RECORDS SHOWN
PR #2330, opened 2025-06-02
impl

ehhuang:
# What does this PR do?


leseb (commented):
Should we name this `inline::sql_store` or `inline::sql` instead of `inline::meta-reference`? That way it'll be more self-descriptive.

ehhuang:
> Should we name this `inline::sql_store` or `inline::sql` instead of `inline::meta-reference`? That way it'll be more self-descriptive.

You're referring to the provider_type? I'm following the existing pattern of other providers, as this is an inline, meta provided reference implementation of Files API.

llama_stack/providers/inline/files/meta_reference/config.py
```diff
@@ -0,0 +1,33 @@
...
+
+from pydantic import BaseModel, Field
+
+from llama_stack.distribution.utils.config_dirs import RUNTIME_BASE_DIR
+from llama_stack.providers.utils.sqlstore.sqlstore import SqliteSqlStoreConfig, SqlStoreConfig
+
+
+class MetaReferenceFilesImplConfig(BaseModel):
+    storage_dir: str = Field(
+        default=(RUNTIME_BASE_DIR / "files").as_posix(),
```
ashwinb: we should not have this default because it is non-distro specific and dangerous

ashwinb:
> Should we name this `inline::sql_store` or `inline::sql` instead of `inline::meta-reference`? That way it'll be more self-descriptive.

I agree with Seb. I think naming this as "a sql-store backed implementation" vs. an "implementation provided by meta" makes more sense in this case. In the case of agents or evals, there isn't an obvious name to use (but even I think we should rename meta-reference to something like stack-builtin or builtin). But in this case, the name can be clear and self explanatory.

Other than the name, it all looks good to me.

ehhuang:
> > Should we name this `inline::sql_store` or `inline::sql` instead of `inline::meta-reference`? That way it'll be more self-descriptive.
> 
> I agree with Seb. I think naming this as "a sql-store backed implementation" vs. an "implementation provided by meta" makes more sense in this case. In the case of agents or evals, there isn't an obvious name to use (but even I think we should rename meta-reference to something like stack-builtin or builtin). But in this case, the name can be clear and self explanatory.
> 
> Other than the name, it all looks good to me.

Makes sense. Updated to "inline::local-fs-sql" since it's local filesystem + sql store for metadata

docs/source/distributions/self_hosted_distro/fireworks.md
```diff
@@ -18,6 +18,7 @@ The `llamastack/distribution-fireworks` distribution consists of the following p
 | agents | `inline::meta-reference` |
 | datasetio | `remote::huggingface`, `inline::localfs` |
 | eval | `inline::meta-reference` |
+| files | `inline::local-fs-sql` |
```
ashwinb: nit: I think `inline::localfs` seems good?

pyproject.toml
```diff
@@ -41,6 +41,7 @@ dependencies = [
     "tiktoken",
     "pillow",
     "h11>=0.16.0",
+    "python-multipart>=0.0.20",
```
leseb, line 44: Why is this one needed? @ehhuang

TO DO
Would you filter the records and copy each line that contains the word "obvious"?

EXERCISE RESPONSE
I agree with Seb. I think naming this as "a sql-store backed implementation" vs. an "implementation provided by meta" makes more sense in this case. In the case of agents or evals, there isn't an obvious name to use (but even I think we should rename meta-reference to something like stack-builtin or builtin). But in this case, the name can be clear and self explanatory.
> I agree with Seb. I think naming this as "a sql-store backed implementation" vs. an "implementation provided by meta" makes more sense in this case. In the case of agents or evals, there isn't an obvious name to use (but even I think we should rename meta-reference to something like stack-builtin or builtin). But in this case, the name can be clear and self explanatory.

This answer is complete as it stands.